> _GOAL OF THE EXERCISE_: In the material below, some lines carry "move". Copy each such line.

+ + +

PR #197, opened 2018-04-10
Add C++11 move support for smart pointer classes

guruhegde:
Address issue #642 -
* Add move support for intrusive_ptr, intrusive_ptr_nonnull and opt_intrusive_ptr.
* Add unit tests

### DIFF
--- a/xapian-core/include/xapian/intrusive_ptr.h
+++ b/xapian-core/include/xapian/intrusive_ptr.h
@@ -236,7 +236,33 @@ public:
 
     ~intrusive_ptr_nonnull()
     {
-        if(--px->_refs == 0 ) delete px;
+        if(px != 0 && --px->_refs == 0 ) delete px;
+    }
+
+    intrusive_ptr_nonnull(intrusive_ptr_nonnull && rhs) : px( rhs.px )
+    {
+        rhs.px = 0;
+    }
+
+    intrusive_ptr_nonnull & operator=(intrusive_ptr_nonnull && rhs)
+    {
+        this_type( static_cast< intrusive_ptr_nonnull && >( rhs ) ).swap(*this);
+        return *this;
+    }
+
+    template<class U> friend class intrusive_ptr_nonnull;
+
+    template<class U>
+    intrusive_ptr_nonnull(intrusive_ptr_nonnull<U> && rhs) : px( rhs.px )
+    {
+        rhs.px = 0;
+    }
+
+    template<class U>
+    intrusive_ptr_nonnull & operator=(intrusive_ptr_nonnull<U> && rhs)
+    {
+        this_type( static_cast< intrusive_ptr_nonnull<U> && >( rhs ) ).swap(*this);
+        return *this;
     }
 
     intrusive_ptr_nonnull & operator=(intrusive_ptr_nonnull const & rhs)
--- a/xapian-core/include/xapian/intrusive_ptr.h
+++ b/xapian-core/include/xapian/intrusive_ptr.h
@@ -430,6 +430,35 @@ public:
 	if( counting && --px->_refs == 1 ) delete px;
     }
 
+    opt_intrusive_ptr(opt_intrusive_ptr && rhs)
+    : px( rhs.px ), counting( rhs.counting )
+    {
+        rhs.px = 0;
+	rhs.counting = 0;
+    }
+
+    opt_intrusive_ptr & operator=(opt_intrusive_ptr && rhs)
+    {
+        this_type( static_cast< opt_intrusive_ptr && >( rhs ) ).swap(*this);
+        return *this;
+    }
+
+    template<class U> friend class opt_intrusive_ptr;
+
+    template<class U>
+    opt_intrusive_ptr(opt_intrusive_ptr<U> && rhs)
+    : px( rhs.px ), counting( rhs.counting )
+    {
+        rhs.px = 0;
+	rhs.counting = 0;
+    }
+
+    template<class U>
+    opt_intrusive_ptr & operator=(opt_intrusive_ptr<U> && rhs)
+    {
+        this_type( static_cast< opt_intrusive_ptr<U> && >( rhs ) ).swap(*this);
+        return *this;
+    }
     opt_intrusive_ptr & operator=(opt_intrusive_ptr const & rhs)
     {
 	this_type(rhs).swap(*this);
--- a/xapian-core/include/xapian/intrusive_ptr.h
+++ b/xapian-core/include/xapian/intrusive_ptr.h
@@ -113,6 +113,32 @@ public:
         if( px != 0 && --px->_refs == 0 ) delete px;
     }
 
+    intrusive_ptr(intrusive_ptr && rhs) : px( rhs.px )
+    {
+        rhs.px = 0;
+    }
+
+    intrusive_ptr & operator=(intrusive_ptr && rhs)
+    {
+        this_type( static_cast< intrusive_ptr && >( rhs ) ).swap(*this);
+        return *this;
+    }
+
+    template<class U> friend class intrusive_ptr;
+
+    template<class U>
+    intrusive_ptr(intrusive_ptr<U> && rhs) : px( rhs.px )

+ + +

> _SOLUTION TO THE PROBLEM_:
Add C++11 move support for smart pointer classes
* Add move support for intrusive_ptr, intrusive_ptr_nonnull and opt_intrusive_ptr.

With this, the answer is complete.